Directive behavior is defined as, “[behaviors that] help group members accomplish goals by giving directions, establishing goals and methods of evaluation, setting timelines, defining roles…” (Northouse, p. 94, 2016). To provide a background of my daily situation, high-school students and families often come to tour the university and be “counseled” by an admission counselor to have their questions answered. These campus tours and prospective student counsels are divided amongst the admissions counselors based on a monthly schedule.

The implementation of directive leadership is two-part: First, I work with the student employees who act as assistants to the admissions office, fielding phone calls and handling front desk work. I inform them where to take the guest families, when to begin tours etc. and how to divide up larger groups. When we have multiple large groups scheduled for one day our day begins to look like a puzzle, needing to be organized perfectly to make sure every operation meshes.  Second, I assign my colleagues families to meet with and counsel. Typical communication avenues are email and in-person, depending on the situation and relevant information.

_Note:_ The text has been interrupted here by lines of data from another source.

PR #1550, opened 2019-10-09
Set git config autoRefreshIndex to true

alameenshah:
- setting the git config autoRefreshIndex to true. This is not needed anymore, because current version of gvfs does not use index.lock. (This change was introduced initially to prevent `git diff` from acquiring index.lock file.)

### DIFF
--- a/GVFS/GVFS.FunctionalTests/Tests/GitCommands/GitCommandsTests.cs
+++ b/GVFS/GVFS.FunctionalTests/Tests/GitCommands/GitCommandsTests.cs
@@ -1020,6 +1020,27 @@ namespace GVFS.FunctionalTests.Tests.GitCommands
         }
 
         [TestCase]
+        public void ChangeTimestampAndDiff()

“Supportive behavior is the extent to which you engage in two-way communication, listen, provide support and encouragement, facilitate interaction and involve people in decision making. Three words define supportive behaviors: praise, listen and facilitate” (Blanchard, K. p. 19, 2008). I practice supportive leadership in my day to day life with my husband, Colton. We have only been married a quick 3 years, however, we have found that encouraging and supportive communication is essential to living the life that we are both striving for. We both attempt to be open when communicating about specific decisions, whether it involve finances, church, families, work-life balance etc. We both try and facilitate an environment in which the other feels heard and supported. This type of supportive leadership style, much like the directive leadership style, is a wok in progress for me. While I do not think I will ever master either leadership style, effective, moving leadership is something I strive for daily in my work and home life.


References
Blake, R. R., & Mouton, J. S. (1981). Management by Grid® Principles or Situationalism: Which? Group & Organization Studies,6(4), 439-455. doi:10.1177/105960118100600404
Blanchard, K. (2008). Situational Leadership. Leadership Excellence,25(5), 19. Retrieved April 3, 2019.
Northouse, P. G. (2016). Leadership: Theory and practice. Los Angeles, Calif.: SAGE.